Since no one else apparently wanted to do it, the new government agency saw fit to define clear rules regarding borrowers’ ability to repay as detailed in this report, rules you’d think would always have been an important element of any mortgage market at any point in history. Here’s a summary:
The 2010 Dodd-Frank Wall Street Reform and Consumer Protection Act created broad-based changes to how creditors make loans including new ability-to-repay standards, which we are charged with implementing.
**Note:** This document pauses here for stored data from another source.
Issue #551, opened 2016-11-08
Submitted at time missing on thank you page


ajmaddaford:
### Expected behaviour

When a survey is completed and the thank you page is displayed it should contain the text "Submitted on {{date}}"

### Actual behaviour

The text "Submitted on {{date}}" is not displayed on the summary screen

### Steps to reproduce the behaviour

- Complete any survey and submit
- View the thank you page

### Screenshot
![screen shot 2016-11-08 at 13 27 07](https://cloud.githubusercontent.com/assets/1754822/20100914/5fe576c2-a5b7-11e6-9e7f-48f8ae24426d.png)

collisdigital:
Still occurring on pre-prod

collisdigital:
Remove the supporting code that isn't needed anymore (date of submission).

PR #619, opened 2016-12-02
Eq 754 update submitter

benjefferies:
* Added a new version of the answer converter to support repeating
answering and groups.
* Added data_version property in schema to support different converters
* Add assertpy assertion library

[Trello card](https://trello.com/c/CRpuib4U/754-8-update-submitter-to-handle-latest-features)

### How to review 
Unit tests should pass.

### DIFF
--- a/app/main/views/questionnaire.py
+++ b/app/main/views/questionnaire.py
@@ -1,10 +1,11 @@
 import logging
 
 from app.authentication.session_manager import session_manager
-from app.globals import get_answer_store, get_answers, get_completed_blocks, get_metadata, get_questionnaire_store
+from app.globals import get_answer_store, get_completed_blocks, get_metadata, get_questionnaire_store
 from app.helpers.schema_helper import SchemaHelper
 from app.questionnaire.navigator import Navigator
 from app.questionnaire.questionnaire_manager import get_questionnaire_manager
+from app.submitter.converter import convert_answers
 from app.submitter.submitter import SubmitterFactory
 from app.templating.introduction_context import get_introduction_context
 from app.templating.metadata_context import build_metadata_context
@@ -215,8 +216,13 @@ def submit_answers(eq_id, form_type, collection_id):
     is_valid, invalid_location = q_manager.validate_all_answers()
 
     if is_valid:
+        metadata = get_metadata(current_user)
+        answer_store = get_answer_store(current_user)
+        navigator = Navigator(g.schema_json, metadata, answer_store)
         submitter = SubmitterFactory.get_submitter()
-        submitter.send_answers(get_metadata(current_user), g.schema, get_answers(current_user))
+        message = convert_answers(metadata, g.schema, answer_store, navigator.get_routing_path())
+        submitter.send_answers(message)
+        logger.info("Responses submitted tx_id=%s", metadata["tx_id"])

Among the features of our new Ability-to-Repay rule:
- Potential borrowers have to supply financial information, and lenders must verify it;
- To qualify for a particular loan, a consumer has to have sufficient assets or income to pay back the loan; and
- Lenders will have to determine the consumer’s ability to repay both the principal and the interest over the long term − not just during an introductory period when the rate may be lower.
I’ll never forget, years ago, when doing a few interviews about the housing bubble, I noted that the most egregious thing going on in the mortgage industry was that hundreds of thousands (if not millions) of loans were being approved where the borrower had zero chance of being able to service the loan over the long term. If the price of the house didn’t go up and he could either sell it at a profit or take cash out, the borrower was doomed, but those practices just drove prices higher until everything fell apart starting in 2007.